Microsoft has announced the addition of 13 new African languages to its Azure Cognitive Services Translator, enabling text and documents to be translated to and from these languages across the entire Microsoft ecosystem of products and services. The latest languages added to the platform include Sesotho (Southern Sotho), Sesotho sa Leboa (Northern Sotho), Setswana (Tswana), and Xhosa, which are the latest of South Africa’s official languages to be supported, following last year’s release of Zulu. The other languages are chiShona, Hausa, Igbo, Kinyarwanda, Lingala, Luganda, Nyanja, Rundi, and Yoruba. This brings the total number of supported languages to 124, adding language support for millions of people in Africa and worldwide.
Microsoft aims to break down language barriers and empower local communities by developing meaningful cognitive products and services that improve accessibility. Integrations across Microsoft’s ecosystem include Microsoft 365 for translating text and documents, the Microsoft Edge browser and Bing search engine for translating whole webpages, SwiftKey for translating messages, LinkedIn for translating user-submitted content, and the Translator app for having multilingual conversations on the move, among others.

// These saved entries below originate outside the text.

PR #361, opened 2024-10-23
fix: dont hardcode file manager and make use of $TERM

rubiin:
With this, user can use any file manager they have setup.
This also removes terminal and uses the one setup on $TERM varibale. The original PR contains a mistake as TERM env is used instead of TERMINAL

https://www.ibm.com/docs/en/informix-servers/14.10?topic=products-term-environment-variable-unix
https://bash.cyberciti.biz/guide/$TERM_variable

closes https://github.com/Jas-SinghFSU/HyprPanel/pull/156

### DIFF
--- a/modules/menus/dashboard/stats/index.ts
+++ b/modules/menus/dashboard/stats/index.ts
@@ -24,7 +24,7 @@ interval.connect('changed', () => {
 
 const handleClick = (): void => {
     App.closeWindow('dashboardmenu');
-    Utils.execAsync(`bash -c "$TERMINAL -e btop"`).catch((err) => `Failed to open btop: ${err}`);
+    Utils.execAsync(`bash -c "${terminal} -e btop"`).catch((err) => `Failed to open btop: ${err}`);
 };
 
 const Stats = (): BoxWidget => {
--- a/modules/menus/dashboard/stats/index.ts
+++ b/modules/menus/dashboard/stats/index.ts
@@ -7,6 +7,7 @@ import Cpu from 'services/Cpu';
 import Storage from 'services/Storage';
 import { renderResourceLabel } from 'customModules/utils';
 
+const { terminal } = options;
 const { enable_gpu, interval } = options.menus.dashboard.stats;
 
 const ramService = new Ram();
--- a/modules/menus/dashboard/stats/index.ts
+++ b/modules/menus/dashboard/stats/index.ts
@@ -7,7 +7,6 @@ import Cpu from 'services/Cpu';
 import Storage from 'services/Storage';
 import { renderResourceLabel } from 'customModules/utils';
 
-const { terminal } = options;
 const { enable_gpu, interval } = options.menus.dashboard.stats;
 
 const ramService = new Ram();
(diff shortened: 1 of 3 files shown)


rubiin:
@Jas-SinghFSU check this . I think this can be merged

options.ts
```diff
@@ -1160,8 +1160,6 @@ const options = mkOptions(OPTIONS, {
 
     scalingPriority: opt<ScalingPriority>('gdk'),
 
-    terminal: opt('kitty'),
-
     tear: opt(false),
```
Jas-SinghFSU, line 1163:
```suggestion
    terminal: opt('$TERMINAL'),
    
    tear: opt(false),
```

modules/menus/dashboard/stats/index.ts
```diff
@@ -7,7 +7,6 @@ import Cpu from 'services/Cpu';
 import Storage from 'services/Storage';
 import { renderResourceLabel } from 'customModules/utils';
 
-const { terminal } = options;
 const { enable_gpu, interval } = options.menus.dashboard.stats;
```
Jas-SinghFSU, line 10:
```suggestion
const { terminal } = options;
const { enable_gpu, interval } = options.menus.dashboard.stats;
```

modules/menus/dashboard/stats/index.ts
```diff
@@ -23,6 +22,11 @@ interval.connect('changed', () => {
     storageService.updateTimer(interval.value);
 });
 
+const handleClick = (): void => {
+    App.closeWindow('dashboardmenu');
+    Utils.execAsync(`bash -c "$TERMINAL -e btop"`).catch((err) => `Failed to open btop: ${err}`);
```
Jas-SinghFSU, line 27:
```suggestion
    Utils.execAsync(`bash -c "${terminal} -e btop"`).catch((err) => `Failed to open btop: ${err}`);
```

Jas-SinghFSU: We can leave these options in but have the default terminal configured in the options to '$TERMINAL'. That way if the user doesn't have a default terminal set, and the click doing nothing, they can instead configure it here to change that.

widget/settings/pages/config/general/index.ts
```diff
@@ -34,12 +34,6 @@ export const BarGeneral = (): Scrollable<Child, Attribute> => {
                         themeOnly: false,
                     },
                 }),
-                Option({
-                    opt: options.terminal,
-                    title: 'Terminal',
-                    subtitle: "Tools such as 'btop' will open in this terminal",
-                    type: 'string',
-                }),
                 Option({
```
Jas-SinghFSU, line 37:
```suggestion
                Option({
                    opt: options.terminal,
                    title: 'Terminal',
                    subtitle: "Tools such as 'btop' will open in this terminal",
                    type: 'string',
                }),
                Option({
```

rubiin:
@Jas-SinghFSU  fixed

Jas-SinghFSU (approved):

PR #1232, opened 2021-11-03
`and` and `or` functions can take many arguments

haines:
The docs currently state that the `and` and `or` functions take two arguments, but this isn't true - they are variadic.

I think a similar change is needed in Chinese and Korean, but unfortunately I don't speak either of those languages!

### DIFF
--- a/content/en/docs/chart_template_guide/function_list.md
+++ b/content/en/docs/chart_template_guide/function_list.md
@@ -34,7 +34,8 @@ Helm includes numerous logic and control flow functions including [and](#and),
 
 ### and
 
-Returns a boolean and of the two arguments.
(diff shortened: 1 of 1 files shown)


bridgetkromhout:
Thanks, @haines! We'll have a maintainer of the helm/helm codebase validate this update and then hopefully get it in. Appreciated.

bacongobbler (approved):
confirmed: https://go.dev/play/p/yTgXx35rQic

bridgetkromhout:
> I think a similar change is needed in Chinese and Korean

@haines The contributors for those languages pull in changes from the English docs from time to time, so this is a fine place to update it. Thanks!

haines:
Fantastic, thanks both!

PR #1249, opened 2021-12-19
Added note precreating namespace or repository for helm push

sabre1041:
Added a note for `helm push` to OCI registries which may require namespace and/or repository to be created beforehand.

Related to https://github.com/helm/helm/issues/10169


scottrigby (approved):
Thanks Andy! 👍 

follow-up from https://github.com/helm/helm/issues/10169#issuecomment-976973309

PR #1263, opened 2022-01-23
fix translation error about --dry-run code. in zh get start.md

zhujiaxin:
fix translation error about --dry-run code. 
更正了一些关于--dry-run的翻译错误"


zhujiaxin:
do not pass the check

PR #1271, opened 2022-01-29
Add helm-external-val to the list of helm plugins

kuuji:
Hey there 👋 

I recently wrote a plugin that allows to fetch values from external sources. Currently it supports fetching values from kubernetes configMaps and secrets  but I'm planning on adding support for more in the future.
I have examples on how to use it with argocd in the Readme.

Adding it here to get more visibility in case the helm community is interested.


bridgetkromhout (approved):
Thanks, @kuuji!

PR #1273, opened 2022-02-03
fix grammar in chart_best_practices/values.md

toddmacintyre:
This PR corrects a small grammar mistake found here: https://v2.helm.sh/docs/chart_best_practices/#consider-how-users-will-use-your-values .


hickeyma (approved):
LGTM, thanks for the fix @toddmacintyre

PR #1310, opened 2022-05-10
oci chart is now supported in Captain

zhhray:
update document contents, oci chart is now supported in Captain.


bridgetkromhout:
@scottrigby Since these updates are to a _blog post_ not to docs specifically, please decide how you want to handle this - thanks.

PR #1315, opened 2022-05-25
Docs: explain conditional behaviour of 'with'

plumdog:
I have seen (and, in fact, written) plenty of templates that use this behaviour, but couldn't find it documented within helm.

I did, however, find it documented here https://pkg.go.dev/text/template#hdr-Actions.


bridgetkromhout (approved):
Helpful clarification - thank you!

PR #1324, opened 2022-06-15
added next and previous to the blog page for better user experience

AakashRaj20:


AakashRaj20:
@bacongobbler Hey I have raised the PR for this issue, can you review it and tell if its all right or I have to do some more change. Thank you

karenhchu:
Hi there! Thanks for your contribution. My thoughts here are that we should keep the arrows as is. If we're aiming to be as inclusive as possible, using universal symbols where we can is the best way to go as opposed to using words of a specific language. Thoughts @bacongobbler?

bridgetkromhout:
Hi, @AakashRaj20 - As Karen mentioned, we are trying to minimize the English that will appear in the navigation controls, because the Helm website works in multiple languages. We will close this PR without merging it, but please do add other PRs if desired; we'd be happy to have you contribute. Thanks.

PR #1337, opened 2022-07-20
add install helm with dnf/yum method on fedora.

aysabzevar:
Signed-off-by: Ali Yousefi Sabzevar <aysabzevar@gmail.com>


bridgetkromhout (approved):
Thanks!

PR #471, opened 2016-10-25
Revert "ARUHA-406: Avoid Kafka unavailability from cascading to Nakadi"

adyach:
Reverts zalando/nakadi#470

We decided do not merge into the master right now but do testing first.


v-stepanov:
:shipit:

PR #472, opened 2016-10-28
ARUHA-414: update Kafka client to 0.9.0.1

adyach:


v-stepanov:
@adyach What is the difference from the previous version? Will it help us?

adyach:
For example in this particular release they fixed:
[KAFKA-3159] - Kafka consumer 0.9.0.0 client poll is very CPU intensive under certain conditions
[KAFKA-2877] - Messages sometimes not delivered by new consumer after Kafka restart
Here is the full [change log](https://issues.apache.org/jira/secure/ReleaseNote.jspa?projectId=12311720&version=12333395)

> Will it help us?

@v-stepanov in general, I do not think it will help us significantly but we have unexplainable mysterious issues with Kafka and do not use the latest stable updates.

rcillo:
We run kafka server version 0.9.0.1 but client older than that. As I understood, this is a way to make versions match, right?

adyach:
@rcillo yes, this is one of the points as well!
https://github.bus.zalan.do/aruha/bubuku-appliance/blob/master/Dockerfile#L4

rcillo:
:shipit:

PR #475, opened 2016-11-01
Aruha 400 update schema - part 1

rcillo:
This PR introduces the validation of forbidden features, such as "not" and "patternProperties".

From now on it won't be possible to create event types whose schemas contains these attributes.

The reasoning behind these decisions is part of the concept https://docs.google.com/document/d/1FmGHxI9oklxN16LKZe1UG_U21jtQFVCtLtRiC2W1pAk/edit

Next steps:

- introduce compatibility mode attribute to event types
- introduce version
- introduce schema update with compatibility checks


src/main/java/org/zalando/nakadi/validation/SchemaCompatibilityChecker.java
```diff
@@ -0,0 +1,116 @@
...
+import java.util.Stack;
+
+@Component
+public class SchemaCompatibilityChecker {
+
+    final private List<SchemaConstraint> CONSTRAINTS = Lists.newArrayList();
+
+    public SchemaCompatibilityChecker() {
+        CONSTRAINTS.add(new NotSchemaConstraint());
+        CONSTRAINTS.add(new PatternPropertiesConstraint("patternProperties"));
```
v-stepanov: Why not to inject these classes?
For example to make a list of SchemaConstraint a Spring bean and to inject it in constructor.
The way you made it makes  SchemaCompatibilityChecker very bound with NotSchemaConstraint and PatternPropertiesConstraint. For example in your unit test for SchemaCompatibilityChecker you actually also test these two classes.

src/main/java/org/zalando/nakadi/validation/SchemaCompatibilityChecker.java
```diff
@@ -0,0 +1,116 @@
...
+            }
+        }
+
+        if (schema instanceof ObjectSchema) {
+            recursiveCheckConstraints((ObjectSchema) schema, jsonPath, schemaIncompatibilities);
+        } else if (schema instanceof ArraySchema) {
+            recursiveCheckConstraints((ArraySchema) schema, jsonPath, schemaIncompatibilities);
+        } else if (schema instanceof ReferenceSchema) {
+            recursiveCheckConstraints((ReferenceSchema) schema, jsonPath, schemaIncompatibilities);
+        } else if (schema instanceof CombinedSchema) {
```
v-stepanov: why do you need all these 4 checks and castings? Will not it just work with:
`recursiveCheckConstraints(schema, jsonPath, schemaIncompatibilities);`

src/main/java/org/zalando/nakadi/validation/SchemaCompatibilityChecker.java
rcillo: 👍 good idea. Gonna do that.

src/main/java/org/zalando/nakadi/validation/SchemaCompatibilityChecker.java
rcillo: Actually I didn't try. This is the result of my latest refactoring. I didn't realise that maybe I could just remove the casting.

src/main/java/org/zalando/nakadi/validation/SchemaCompatibilityChecker.java
```diff
@@ -0,0 +1,116 @@
...
+
+        return incompatibilities;
+    }
+
+    private void recursiveCheckConstraints(
+            final Schema schema,
+            final Stack<String> jsonPath,
+            final List<SchemaIncompatibility> schemaIncompatibilities) {
+
+        for (final SchemaConstraint constraint : CONSTRAINTS) {
```
rcillo: I lost the interest because of the lack of functional data structures. For example, list manipulation in functional languages is a breeze, but in Java it's ackward. I even decided to use a `Stack` to keep recursion state =/

src/main/java/org/zalando/nakadi/validation/SchemaCompatibilityChecker.java
v-stepanov: No, sorry, It will not work. It seems that in Java overloading resolution is performed at compile time. :(

src/main/java/org/zalando/nakadi/validation/SchemaCompatibilityChecker.java
```diff
@@ -0,0 +1,116 @@
...
+
+    final private List<SchemaConstraint> CONSTRAINTS = Lists.newArrayList();
+
+    public SchemaCompatibilityChecker() {
+        CONSTRAINTS.add(new NotSchemaConstraint());
+        CONSTRAINTS.add(new PatternPropertiesConstraint("patternProperties"));
+    }
+
+    public List<SchemaIncompatibility> checkConstraints(final Schema schema) {
+        final List<SchemaIncompatibility> incompatibilities = new ArrayList<SchemaIncompatibility>();
```
v-stepanov: can be just diamond
`new ArrayList<>();`

src/main/java/org/zalando/nakadi/validation/SchemaCompatibilityChecker.java
```diff
@@ -0,0 +1,116 @@
...
+
+        recursiveCheckConstraints(schema, new Stack<String>(), incompatibilities);
```
v-stepanov: also a diamond can be used

src/main/java/org/zalando/nakadi/validation/SchemaCompatibilityChecker.java
rcillo: Done 64b79f6

src/main/java/org/zalando/nakadi/service/EventTypeService.java
```diff
@@ -215,6 +221,16 @@ private void validateSchema(final EventType eventType) throws InvalidEventTypeEx
         }
     }
 
+    private void validateJsonSchemaConstraints(final Schema schema) throws InvalidEventTypeException {
+        final List<SchemaIncompatibility> incompatibilities = schemaCompatibilityChecker.checkConstraints(schema);
+
+        if (!incompatibilities.isEmpty()) {
+            final String erroMessage = incompatibilities.stream().map(Object::toString)
```
rcillo: Done ca8f2d8

src/main/java/org/zalando/nakadi/validation/SchemaCompatibilityChecker.java
rcillo: Actually I think it's not possible because of the way Java binds these methods. If I didn't do the casts, it would bind to this same method signature and stack overflow.

src/main/java/org/zalando/nakadi/validation/SchemaCompatibilityChecker.java
rcillo: Done 9a4021a

src/main/java/org/zalando/nakadi/validation/SchemaCompatibilityChecker.java
rcillo: Done 53b5d63

src/main/java/org/zalando/nakadi/validation/SchemaCompatibilityChecker.java
rcillo: I wish I had pattern matching and functional data structures...

rcillo:
@v-stepanov thanks for the review. I addressed all comments. Looks better now?

v-stepanov:
@rcillo Yeah, sorry, forgot to approve. Now everything is great.

v-stepanov:
👍

src/main/java/org/zalando/nakadi/validation/SchemaCompatibilityChecker.java
```diff
@@ -0,0 +1,114 @@
...
+            final List<SchemaIncompatibility> schemaIncompatibilities) {
+
+        for (final SchemaConstraint constraint : constraints) {
+            final Optional<SchemaIncompatibility> incompatibility = constraint.validate(jsonPath, schema);
+            if (incompatibility.isPresent()) {
+                schemaIncompatibilities.add(incompatibility.get());
+            }
+        }
+
+        if (schema instanceof ObjectSchema) {
```
adyach: From brief look: isn't it possible to use polymorphism here?
Every schema knows how to check constraints:
`schema.recursiveCheckConstraints(jsonPath, schemaIncompatibilities)`

src/main/java/org/zalando/nakadi/validation/schema/PatternPropertiesConstraint.java
```diff
@@ -0,0 +1,24 @@
...
+import org.everit.json.schema.ObjectSchema;
+import org.everit.json.schema.Schema;
+import org.zalando.nakadi.validation.SchemaIncompatibility;
+
+import java.util.List;
+import java.util.Optional;
+
+public class PatternPropertiesConstraint extends SchemaConstraint {
+
+    static final String ATTRIBUTE = "patternProperties";
```
adyach: private ?

src/main/java/org/zalando/nakadi/validation/SchemaCompatibilityChecker.java
rcillo: It's not. We do not own "Schema" class since it's from a third library. We could wrap then to some Nakadi owned class, but I considered it would be too much indirection for a small gain.

src/main/java/org/zalando/nakadi/validation/schema/PatternPropertiesConstraint.java
```diff
@@ -0,0 +1,24 @@
...
+
+    @Override
+    public Optional<SchemaIncompatibility> validate(final List<String> jsonPath, final Schema schema) {
+        if (schema instanceof ObjectSchema) {
+            final ObjectSchema objectSchema = (ObjectSchema) schema;
+            if (!objectSchema.getPatternProperties().isEmpty()) {
+                return Optional.of(new ForbiddenAttributeIncompatibility(jsonPathString(jsonPath), this.ATTRIBUTE));
```
adyach: without `this` or PatternPropertiesConstraint.ATTRIBUTE

src/main/java/org/zalando/nakadi/validation/schema/PatternPropertiesConstraint.java
rcillo: Fixed afabd8d

src/main/java/org/zalando/nakadi/validation/schema/PatternPropertiesConstraint.java
rcillo: Fixed afabd8d

rcillo:
@v-stepanov @adyach I need a new 👍 after changes.

src/main/java/org/zalando/nakadi/validation/SchemaCompatibilityChecker.java
adyach: I think there are two ways:
1. extend/wrap schema library objects, but it won't solve the issue of casting I will have to cast anyway.
2. the second approach is to add a little bit of code to the library and build it.
All approaches have their own downsides. Maybe we can solve it later if we need support for more constraints/schema types.

adyach:
:shipit:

Translator can add African languages’ text translation to apps, websites, workflows, and tools or translate entire documents, or volumes of documents, in a variety of different file formats preserving their original formatting. Users can also use Translator with Cognitive Services such as Speech or Computer Vision to add additional capabilities such as speech-to-text and image translation into their apps. Educators can create a more inclusive classroom for both students and parents with live captioning and cross-language understanding.
Microsoft Research developed machine translation systems more than a decade ago, and has continuously added languages and dialects to the service, while ensuring the translation quality of the supported languages by using the latest neural machine translation (NMT) techniques. The company has migrated all machine translation systems to neural models to improve translation fluency and accuracy. Working with partners in language communities who can help gather data for specific languages and who have access to human-translated texts also helps to overcome the challenge of obtaining enough bilingual data to train and produce a machine translation model.
These ever-improving capabilities make it possible for businesses to expand their global reach, enabling them to communicate with customers and partners across languages and localise content and apps quickly, reliably, and affordably. There are plans to add more of the continent’s most widely spoken languages as part of Microsoft’s mission to build meaningful cognitive products and services that improve accessibility and local engagement. The addition of new African languages means that more people are able to connect, and that language will become a seamless feature of using technology.